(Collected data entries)
==*==
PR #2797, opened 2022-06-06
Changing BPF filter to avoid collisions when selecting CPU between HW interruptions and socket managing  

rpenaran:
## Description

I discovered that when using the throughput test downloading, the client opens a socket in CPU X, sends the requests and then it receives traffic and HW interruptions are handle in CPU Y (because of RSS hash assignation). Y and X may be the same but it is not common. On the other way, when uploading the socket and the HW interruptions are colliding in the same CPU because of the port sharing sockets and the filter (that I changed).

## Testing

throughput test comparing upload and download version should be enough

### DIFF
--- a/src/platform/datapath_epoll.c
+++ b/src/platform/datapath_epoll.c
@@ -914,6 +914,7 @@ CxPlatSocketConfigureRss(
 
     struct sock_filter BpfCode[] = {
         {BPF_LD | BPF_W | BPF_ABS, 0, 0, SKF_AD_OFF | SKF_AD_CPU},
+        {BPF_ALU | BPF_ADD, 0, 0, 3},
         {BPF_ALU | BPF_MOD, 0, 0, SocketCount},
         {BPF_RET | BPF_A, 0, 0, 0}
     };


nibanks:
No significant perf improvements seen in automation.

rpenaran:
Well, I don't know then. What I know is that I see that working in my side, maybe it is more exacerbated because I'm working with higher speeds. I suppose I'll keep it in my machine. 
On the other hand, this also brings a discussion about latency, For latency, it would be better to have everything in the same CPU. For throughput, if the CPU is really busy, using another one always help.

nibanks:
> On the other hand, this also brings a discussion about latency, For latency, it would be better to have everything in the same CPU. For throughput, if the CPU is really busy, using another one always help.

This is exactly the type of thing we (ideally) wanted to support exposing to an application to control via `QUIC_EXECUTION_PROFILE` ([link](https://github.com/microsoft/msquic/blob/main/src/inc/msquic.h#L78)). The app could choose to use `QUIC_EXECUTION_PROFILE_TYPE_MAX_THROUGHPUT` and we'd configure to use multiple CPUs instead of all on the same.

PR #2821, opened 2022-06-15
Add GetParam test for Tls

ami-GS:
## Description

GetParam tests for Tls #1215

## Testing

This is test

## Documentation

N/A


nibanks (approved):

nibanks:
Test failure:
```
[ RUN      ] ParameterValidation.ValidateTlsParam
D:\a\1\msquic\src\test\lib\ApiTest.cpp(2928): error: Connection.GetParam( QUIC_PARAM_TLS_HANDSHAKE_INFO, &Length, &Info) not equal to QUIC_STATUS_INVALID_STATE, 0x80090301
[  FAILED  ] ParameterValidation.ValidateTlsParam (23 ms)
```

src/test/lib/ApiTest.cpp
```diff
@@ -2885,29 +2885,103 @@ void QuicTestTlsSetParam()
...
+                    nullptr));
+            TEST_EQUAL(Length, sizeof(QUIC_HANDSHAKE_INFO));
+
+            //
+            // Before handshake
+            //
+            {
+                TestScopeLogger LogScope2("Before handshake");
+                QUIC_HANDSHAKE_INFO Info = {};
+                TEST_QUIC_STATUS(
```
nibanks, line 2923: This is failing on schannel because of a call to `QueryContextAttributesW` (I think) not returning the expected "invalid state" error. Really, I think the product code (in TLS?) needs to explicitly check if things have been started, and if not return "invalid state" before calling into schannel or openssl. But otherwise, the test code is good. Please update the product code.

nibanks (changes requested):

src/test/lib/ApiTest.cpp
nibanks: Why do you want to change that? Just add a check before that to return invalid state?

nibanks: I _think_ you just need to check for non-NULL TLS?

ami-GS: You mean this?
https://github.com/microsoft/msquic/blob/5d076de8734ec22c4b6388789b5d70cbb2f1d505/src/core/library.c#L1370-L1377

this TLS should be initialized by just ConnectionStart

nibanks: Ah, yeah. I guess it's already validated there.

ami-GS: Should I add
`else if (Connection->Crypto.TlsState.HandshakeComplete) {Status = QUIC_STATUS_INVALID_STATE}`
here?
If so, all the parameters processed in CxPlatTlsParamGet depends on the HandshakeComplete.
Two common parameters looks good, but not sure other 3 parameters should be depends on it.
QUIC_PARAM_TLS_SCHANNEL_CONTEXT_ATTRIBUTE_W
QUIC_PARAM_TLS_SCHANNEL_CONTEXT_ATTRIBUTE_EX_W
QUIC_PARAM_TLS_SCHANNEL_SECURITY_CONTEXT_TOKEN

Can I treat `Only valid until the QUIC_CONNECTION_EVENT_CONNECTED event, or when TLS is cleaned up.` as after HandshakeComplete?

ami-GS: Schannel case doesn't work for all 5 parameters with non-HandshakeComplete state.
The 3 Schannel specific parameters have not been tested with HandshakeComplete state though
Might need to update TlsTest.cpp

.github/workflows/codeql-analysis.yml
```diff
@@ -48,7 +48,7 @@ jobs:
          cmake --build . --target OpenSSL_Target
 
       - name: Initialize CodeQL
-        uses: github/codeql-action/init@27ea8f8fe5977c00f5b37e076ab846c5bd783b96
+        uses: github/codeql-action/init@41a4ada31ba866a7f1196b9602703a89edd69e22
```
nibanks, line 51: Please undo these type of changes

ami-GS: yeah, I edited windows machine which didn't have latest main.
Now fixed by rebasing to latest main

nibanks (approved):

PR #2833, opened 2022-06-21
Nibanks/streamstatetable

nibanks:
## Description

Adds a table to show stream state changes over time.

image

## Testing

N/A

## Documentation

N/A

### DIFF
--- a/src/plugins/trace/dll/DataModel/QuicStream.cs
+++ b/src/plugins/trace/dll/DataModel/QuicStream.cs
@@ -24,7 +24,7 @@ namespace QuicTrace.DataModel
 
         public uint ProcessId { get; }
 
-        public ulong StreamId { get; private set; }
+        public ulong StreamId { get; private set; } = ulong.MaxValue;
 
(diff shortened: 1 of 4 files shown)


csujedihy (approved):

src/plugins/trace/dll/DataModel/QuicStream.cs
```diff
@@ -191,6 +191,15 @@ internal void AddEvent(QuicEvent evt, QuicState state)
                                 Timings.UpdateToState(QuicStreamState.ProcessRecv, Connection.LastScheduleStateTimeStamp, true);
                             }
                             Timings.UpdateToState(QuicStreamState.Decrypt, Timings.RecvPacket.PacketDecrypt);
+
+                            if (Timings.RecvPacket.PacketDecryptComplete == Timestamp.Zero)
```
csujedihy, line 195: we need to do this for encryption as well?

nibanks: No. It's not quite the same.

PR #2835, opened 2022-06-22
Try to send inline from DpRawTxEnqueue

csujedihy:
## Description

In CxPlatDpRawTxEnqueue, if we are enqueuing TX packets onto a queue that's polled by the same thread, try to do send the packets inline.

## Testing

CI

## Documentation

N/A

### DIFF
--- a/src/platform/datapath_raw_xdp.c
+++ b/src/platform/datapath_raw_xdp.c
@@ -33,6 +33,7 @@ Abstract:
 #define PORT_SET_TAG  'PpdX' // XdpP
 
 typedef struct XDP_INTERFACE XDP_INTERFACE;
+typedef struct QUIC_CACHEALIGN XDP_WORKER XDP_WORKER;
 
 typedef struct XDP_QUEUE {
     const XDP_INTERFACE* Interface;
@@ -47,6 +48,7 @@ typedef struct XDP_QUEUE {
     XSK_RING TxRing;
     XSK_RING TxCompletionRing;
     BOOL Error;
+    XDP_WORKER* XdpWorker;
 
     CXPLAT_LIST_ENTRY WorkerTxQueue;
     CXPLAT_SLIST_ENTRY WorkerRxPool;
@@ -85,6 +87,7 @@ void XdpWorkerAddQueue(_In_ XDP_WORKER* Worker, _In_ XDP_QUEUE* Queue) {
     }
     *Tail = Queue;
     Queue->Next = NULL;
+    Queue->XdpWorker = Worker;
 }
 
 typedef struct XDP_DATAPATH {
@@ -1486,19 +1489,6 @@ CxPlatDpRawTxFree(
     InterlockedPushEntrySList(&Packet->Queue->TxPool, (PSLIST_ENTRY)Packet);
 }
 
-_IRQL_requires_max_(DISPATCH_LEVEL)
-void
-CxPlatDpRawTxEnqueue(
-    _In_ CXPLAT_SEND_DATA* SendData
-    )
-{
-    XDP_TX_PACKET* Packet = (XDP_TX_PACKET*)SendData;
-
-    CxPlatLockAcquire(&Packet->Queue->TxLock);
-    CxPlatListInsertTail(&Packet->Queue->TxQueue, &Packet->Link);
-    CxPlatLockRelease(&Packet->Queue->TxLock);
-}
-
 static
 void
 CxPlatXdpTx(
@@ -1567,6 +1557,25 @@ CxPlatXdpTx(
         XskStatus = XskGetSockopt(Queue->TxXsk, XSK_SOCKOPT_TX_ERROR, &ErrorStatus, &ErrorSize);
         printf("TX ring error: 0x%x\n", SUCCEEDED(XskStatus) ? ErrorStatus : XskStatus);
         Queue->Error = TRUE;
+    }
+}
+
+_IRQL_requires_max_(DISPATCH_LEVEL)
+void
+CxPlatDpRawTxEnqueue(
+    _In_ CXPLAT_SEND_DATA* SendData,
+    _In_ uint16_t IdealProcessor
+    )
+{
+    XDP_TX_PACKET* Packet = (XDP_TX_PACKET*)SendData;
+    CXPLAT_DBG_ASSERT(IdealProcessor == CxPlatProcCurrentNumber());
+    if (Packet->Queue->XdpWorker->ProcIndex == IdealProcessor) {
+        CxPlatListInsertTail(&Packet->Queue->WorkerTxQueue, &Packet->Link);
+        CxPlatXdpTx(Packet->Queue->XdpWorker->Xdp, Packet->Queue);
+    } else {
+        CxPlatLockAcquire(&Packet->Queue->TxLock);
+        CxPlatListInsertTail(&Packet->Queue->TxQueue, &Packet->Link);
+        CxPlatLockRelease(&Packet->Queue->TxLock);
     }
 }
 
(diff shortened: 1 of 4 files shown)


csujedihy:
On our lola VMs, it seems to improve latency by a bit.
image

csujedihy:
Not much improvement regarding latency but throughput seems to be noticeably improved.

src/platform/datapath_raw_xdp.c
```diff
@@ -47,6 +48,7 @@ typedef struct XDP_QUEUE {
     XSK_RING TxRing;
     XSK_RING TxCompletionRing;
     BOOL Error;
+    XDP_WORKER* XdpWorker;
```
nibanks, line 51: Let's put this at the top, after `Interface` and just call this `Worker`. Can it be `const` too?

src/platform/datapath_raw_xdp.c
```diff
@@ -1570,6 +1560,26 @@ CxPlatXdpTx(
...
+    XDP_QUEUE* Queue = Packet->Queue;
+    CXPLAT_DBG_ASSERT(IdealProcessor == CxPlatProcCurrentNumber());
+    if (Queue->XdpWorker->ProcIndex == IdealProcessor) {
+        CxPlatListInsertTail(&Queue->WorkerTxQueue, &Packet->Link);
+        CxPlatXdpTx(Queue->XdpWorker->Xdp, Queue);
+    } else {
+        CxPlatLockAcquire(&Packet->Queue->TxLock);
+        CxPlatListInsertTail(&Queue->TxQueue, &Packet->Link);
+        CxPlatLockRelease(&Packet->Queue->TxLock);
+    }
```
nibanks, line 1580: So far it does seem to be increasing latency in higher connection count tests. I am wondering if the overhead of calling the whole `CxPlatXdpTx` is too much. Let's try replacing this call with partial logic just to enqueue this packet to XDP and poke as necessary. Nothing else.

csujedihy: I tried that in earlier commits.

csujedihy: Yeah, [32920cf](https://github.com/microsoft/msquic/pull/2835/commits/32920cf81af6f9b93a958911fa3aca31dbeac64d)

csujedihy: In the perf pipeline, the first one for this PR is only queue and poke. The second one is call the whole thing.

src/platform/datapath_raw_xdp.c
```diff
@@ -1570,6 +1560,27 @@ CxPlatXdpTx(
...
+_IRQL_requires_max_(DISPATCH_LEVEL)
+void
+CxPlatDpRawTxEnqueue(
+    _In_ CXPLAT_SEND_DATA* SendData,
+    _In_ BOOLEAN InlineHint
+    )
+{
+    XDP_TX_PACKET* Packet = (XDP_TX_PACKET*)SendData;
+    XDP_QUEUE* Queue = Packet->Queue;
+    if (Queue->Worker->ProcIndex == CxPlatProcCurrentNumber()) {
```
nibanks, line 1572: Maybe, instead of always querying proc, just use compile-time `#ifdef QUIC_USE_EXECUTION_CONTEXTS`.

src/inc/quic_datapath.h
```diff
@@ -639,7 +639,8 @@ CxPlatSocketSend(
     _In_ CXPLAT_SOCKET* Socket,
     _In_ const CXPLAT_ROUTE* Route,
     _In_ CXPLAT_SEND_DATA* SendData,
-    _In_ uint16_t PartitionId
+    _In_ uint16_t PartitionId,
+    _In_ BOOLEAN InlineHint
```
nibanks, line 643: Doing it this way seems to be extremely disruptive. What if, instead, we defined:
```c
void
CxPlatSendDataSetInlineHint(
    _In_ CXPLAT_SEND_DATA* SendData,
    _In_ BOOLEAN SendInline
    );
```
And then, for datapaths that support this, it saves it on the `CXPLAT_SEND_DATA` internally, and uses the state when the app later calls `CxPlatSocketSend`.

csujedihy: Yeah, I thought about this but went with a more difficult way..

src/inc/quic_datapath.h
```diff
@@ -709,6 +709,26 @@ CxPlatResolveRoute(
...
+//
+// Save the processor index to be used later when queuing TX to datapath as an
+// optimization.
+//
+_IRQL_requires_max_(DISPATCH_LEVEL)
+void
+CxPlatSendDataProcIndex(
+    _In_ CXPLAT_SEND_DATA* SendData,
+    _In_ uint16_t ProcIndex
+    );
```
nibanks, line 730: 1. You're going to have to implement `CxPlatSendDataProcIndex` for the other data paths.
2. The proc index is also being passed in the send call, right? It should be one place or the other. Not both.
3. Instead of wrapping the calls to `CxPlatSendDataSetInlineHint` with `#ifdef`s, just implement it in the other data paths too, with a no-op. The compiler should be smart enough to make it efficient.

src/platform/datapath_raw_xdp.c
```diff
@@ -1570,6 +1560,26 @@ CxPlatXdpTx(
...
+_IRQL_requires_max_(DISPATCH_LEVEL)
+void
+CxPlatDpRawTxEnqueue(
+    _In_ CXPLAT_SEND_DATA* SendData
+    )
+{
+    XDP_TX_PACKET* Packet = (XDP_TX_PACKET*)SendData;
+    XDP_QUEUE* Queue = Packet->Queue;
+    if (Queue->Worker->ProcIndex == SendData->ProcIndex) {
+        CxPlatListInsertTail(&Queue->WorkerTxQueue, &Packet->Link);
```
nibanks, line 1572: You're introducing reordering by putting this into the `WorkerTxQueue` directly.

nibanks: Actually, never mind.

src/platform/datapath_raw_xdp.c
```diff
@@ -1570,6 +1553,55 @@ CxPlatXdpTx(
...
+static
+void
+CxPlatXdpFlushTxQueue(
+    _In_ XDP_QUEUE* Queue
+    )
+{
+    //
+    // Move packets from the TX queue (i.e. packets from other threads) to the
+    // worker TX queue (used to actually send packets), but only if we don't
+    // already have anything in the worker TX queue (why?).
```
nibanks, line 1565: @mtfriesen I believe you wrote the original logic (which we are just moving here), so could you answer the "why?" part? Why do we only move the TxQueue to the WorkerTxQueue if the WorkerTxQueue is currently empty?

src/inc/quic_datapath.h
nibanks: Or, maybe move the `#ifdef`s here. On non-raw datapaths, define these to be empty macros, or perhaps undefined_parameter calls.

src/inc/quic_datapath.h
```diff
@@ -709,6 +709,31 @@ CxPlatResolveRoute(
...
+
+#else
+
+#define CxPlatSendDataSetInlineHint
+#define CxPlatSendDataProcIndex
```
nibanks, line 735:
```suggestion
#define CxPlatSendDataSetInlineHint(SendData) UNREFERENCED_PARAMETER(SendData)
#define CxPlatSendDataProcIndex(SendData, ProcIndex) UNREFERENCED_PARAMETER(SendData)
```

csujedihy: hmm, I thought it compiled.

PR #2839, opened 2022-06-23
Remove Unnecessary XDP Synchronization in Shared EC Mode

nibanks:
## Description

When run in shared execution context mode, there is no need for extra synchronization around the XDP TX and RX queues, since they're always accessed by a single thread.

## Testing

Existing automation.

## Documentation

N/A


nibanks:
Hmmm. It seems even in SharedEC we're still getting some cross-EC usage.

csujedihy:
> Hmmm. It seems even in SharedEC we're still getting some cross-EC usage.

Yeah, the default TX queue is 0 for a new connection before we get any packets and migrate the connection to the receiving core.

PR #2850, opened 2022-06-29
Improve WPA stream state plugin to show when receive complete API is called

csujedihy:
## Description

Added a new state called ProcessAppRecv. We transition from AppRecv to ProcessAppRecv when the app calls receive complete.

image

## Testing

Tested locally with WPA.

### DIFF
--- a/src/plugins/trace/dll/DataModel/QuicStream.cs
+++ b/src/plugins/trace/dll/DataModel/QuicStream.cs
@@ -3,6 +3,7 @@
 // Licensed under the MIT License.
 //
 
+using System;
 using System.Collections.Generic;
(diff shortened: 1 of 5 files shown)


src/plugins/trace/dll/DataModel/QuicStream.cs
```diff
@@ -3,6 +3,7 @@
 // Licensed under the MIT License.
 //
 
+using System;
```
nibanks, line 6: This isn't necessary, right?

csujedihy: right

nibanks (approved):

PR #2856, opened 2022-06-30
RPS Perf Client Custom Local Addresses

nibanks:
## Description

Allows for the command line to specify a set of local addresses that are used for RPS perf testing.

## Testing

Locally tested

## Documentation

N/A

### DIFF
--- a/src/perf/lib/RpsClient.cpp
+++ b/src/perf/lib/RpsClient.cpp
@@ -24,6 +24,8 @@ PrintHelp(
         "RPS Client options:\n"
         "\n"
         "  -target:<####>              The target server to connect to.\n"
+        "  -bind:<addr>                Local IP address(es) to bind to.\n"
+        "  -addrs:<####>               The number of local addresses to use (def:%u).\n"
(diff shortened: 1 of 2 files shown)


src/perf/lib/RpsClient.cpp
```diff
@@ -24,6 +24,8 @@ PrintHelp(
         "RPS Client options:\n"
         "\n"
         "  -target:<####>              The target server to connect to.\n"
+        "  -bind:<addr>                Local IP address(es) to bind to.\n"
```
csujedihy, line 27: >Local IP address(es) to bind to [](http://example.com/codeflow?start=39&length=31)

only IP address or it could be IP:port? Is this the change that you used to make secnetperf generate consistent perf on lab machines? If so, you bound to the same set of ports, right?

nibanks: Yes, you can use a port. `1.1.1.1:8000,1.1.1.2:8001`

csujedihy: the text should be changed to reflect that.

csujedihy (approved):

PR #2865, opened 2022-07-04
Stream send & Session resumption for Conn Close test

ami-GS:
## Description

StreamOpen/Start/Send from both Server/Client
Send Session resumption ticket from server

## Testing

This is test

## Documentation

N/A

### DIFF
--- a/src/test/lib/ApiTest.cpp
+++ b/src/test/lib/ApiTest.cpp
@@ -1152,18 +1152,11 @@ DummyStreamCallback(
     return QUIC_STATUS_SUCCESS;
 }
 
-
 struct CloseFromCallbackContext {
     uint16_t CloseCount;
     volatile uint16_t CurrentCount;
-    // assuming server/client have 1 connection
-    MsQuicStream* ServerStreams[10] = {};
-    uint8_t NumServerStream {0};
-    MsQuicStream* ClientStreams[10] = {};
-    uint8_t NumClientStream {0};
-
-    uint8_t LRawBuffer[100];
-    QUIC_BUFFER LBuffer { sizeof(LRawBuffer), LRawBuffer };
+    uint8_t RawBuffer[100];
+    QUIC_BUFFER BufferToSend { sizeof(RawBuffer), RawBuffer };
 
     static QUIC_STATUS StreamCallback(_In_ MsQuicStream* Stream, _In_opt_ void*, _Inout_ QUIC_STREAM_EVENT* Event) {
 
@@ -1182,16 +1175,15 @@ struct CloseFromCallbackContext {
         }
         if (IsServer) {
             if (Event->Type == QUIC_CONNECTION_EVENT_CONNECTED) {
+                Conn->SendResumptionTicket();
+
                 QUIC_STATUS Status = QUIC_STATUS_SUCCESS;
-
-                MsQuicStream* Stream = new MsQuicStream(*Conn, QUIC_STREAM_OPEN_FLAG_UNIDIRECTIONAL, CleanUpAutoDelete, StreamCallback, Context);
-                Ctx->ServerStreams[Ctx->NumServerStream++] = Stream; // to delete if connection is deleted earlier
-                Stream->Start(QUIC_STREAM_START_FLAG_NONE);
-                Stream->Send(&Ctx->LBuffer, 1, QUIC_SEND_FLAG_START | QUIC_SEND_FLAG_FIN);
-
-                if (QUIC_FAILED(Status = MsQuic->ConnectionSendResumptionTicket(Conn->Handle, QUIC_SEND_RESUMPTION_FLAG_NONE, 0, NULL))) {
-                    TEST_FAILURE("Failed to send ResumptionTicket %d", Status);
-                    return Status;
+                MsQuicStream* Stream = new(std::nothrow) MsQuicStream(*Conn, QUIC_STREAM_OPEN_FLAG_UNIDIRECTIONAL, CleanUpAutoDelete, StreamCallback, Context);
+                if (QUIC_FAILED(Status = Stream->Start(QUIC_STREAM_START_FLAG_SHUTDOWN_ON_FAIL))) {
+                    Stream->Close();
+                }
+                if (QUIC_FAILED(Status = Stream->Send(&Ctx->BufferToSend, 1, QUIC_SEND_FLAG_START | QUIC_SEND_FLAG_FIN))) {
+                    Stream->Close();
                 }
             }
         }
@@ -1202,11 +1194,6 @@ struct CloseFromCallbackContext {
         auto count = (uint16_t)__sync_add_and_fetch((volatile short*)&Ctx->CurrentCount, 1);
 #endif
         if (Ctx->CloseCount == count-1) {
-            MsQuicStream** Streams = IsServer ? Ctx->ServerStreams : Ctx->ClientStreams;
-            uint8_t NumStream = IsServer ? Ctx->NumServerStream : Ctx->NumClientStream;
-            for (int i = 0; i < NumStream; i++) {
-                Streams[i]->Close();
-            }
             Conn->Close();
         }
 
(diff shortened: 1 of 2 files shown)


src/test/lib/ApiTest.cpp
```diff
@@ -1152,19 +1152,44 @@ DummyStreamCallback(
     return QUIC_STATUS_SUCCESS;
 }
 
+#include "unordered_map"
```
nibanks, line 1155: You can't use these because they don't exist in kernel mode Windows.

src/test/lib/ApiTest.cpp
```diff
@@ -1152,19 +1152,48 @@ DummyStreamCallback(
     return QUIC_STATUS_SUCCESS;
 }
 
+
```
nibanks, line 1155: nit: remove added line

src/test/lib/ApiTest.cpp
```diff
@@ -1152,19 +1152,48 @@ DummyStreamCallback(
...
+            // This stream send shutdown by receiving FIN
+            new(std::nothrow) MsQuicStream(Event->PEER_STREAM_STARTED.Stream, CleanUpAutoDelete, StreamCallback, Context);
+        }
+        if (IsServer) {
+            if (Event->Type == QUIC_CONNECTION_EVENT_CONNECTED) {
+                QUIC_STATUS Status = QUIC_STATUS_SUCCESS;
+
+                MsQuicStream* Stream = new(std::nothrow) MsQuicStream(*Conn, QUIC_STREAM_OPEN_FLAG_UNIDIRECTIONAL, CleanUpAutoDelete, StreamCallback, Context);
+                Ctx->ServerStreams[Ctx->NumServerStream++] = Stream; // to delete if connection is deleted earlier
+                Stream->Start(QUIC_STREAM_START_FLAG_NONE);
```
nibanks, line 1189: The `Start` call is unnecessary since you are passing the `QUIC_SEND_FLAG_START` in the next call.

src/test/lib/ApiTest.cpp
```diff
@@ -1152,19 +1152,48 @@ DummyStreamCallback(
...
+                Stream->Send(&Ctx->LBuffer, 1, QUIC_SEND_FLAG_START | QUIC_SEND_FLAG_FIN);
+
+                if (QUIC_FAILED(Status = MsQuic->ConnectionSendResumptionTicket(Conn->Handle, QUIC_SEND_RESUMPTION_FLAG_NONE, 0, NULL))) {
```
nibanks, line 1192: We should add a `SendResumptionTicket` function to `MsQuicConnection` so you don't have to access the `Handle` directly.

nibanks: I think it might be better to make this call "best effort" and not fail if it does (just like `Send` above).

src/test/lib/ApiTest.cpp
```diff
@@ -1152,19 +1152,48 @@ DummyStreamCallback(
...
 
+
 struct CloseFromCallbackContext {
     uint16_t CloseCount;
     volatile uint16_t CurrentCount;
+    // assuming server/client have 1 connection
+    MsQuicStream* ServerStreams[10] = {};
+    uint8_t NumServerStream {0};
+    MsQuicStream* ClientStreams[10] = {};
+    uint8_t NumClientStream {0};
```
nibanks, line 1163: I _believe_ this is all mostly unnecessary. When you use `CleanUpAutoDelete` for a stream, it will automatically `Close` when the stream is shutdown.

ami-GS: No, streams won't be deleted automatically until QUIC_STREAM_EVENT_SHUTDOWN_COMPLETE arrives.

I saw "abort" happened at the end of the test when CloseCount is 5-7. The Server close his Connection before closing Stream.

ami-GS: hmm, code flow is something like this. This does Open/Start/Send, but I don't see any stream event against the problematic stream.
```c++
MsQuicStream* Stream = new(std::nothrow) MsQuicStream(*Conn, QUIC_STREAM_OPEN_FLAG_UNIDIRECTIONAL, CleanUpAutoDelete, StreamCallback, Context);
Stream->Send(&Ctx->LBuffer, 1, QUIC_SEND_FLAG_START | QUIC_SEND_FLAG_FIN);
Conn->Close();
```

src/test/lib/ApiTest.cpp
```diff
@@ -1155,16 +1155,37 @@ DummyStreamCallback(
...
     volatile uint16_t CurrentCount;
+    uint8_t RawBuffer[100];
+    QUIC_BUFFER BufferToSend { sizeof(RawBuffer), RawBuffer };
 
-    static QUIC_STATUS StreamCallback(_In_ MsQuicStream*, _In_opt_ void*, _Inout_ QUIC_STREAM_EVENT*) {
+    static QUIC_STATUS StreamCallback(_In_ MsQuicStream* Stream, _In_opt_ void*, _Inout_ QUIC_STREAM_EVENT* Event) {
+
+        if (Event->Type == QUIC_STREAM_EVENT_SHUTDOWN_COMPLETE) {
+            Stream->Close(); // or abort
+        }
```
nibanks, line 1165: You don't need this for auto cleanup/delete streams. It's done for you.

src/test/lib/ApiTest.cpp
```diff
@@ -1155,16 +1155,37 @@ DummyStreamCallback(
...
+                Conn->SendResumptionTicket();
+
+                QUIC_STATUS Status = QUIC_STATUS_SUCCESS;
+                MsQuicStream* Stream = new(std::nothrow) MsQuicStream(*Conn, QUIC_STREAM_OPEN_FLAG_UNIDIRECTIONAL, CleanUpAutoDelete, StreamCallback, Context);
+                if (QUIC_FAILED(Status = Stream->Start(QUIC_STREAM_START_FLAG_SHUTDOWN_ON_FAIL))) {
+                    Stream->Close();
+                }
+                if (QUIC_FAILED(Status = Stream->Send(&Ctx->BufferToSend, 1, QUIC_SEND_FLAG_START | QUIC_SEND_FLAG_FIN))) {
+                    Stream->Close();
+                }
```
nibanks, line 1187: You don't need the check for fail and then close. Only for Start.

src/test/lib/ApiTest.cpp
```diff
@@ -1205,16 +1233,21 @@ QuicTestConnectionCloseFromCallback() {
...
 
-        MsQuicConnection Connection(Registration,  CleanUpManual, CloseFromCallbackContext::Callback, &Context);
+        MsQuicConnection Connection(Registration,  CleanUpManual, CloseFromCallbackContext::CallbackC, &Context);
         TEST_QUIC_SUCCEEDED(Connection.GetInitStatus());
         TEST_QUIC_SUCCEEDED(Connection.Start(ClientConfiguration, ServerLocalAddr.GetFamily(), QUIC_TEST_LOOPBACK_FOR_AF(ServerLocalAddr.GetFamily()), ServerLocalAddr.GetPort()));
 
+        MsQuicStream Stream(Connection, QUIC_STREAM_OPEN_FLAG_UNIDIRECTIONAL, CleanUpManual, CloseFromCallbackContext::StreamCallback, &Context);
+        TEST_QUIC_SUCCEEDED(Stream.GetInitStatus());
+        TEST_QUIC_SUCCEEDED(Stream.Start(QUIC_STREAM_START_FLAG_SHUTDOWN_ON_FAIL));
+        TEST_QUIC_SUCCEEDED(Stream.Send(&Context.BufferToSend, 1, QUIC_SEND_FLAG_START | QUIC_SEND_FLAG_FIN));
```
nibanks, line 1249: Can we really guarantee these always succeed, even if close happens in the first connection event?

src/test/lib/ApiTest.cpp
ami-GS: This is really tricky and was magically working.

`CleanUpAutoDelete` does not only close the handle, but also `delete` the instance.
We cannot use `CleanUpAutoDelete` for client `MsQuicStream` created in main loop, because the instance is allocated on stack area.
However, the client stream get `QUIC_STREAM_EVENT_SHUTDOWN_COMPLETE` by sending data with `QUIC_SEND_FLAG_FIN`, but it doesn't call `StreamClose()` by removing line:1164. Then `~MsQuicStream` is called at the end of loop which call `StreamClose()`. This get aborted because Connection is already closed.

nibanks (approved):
==*==
ASSIGNMENT:
Your answer should hold every line of the entries that contains the string "const".

SOLVED EXERCISE:
     const XDP_INTERFACE* Interface;
nibanks, line 51: Let's put this at the top, after `Interface` and just call this `Worker`. Can it be `const` too?
     _In_ const CXPLAT_ROUTE* Route,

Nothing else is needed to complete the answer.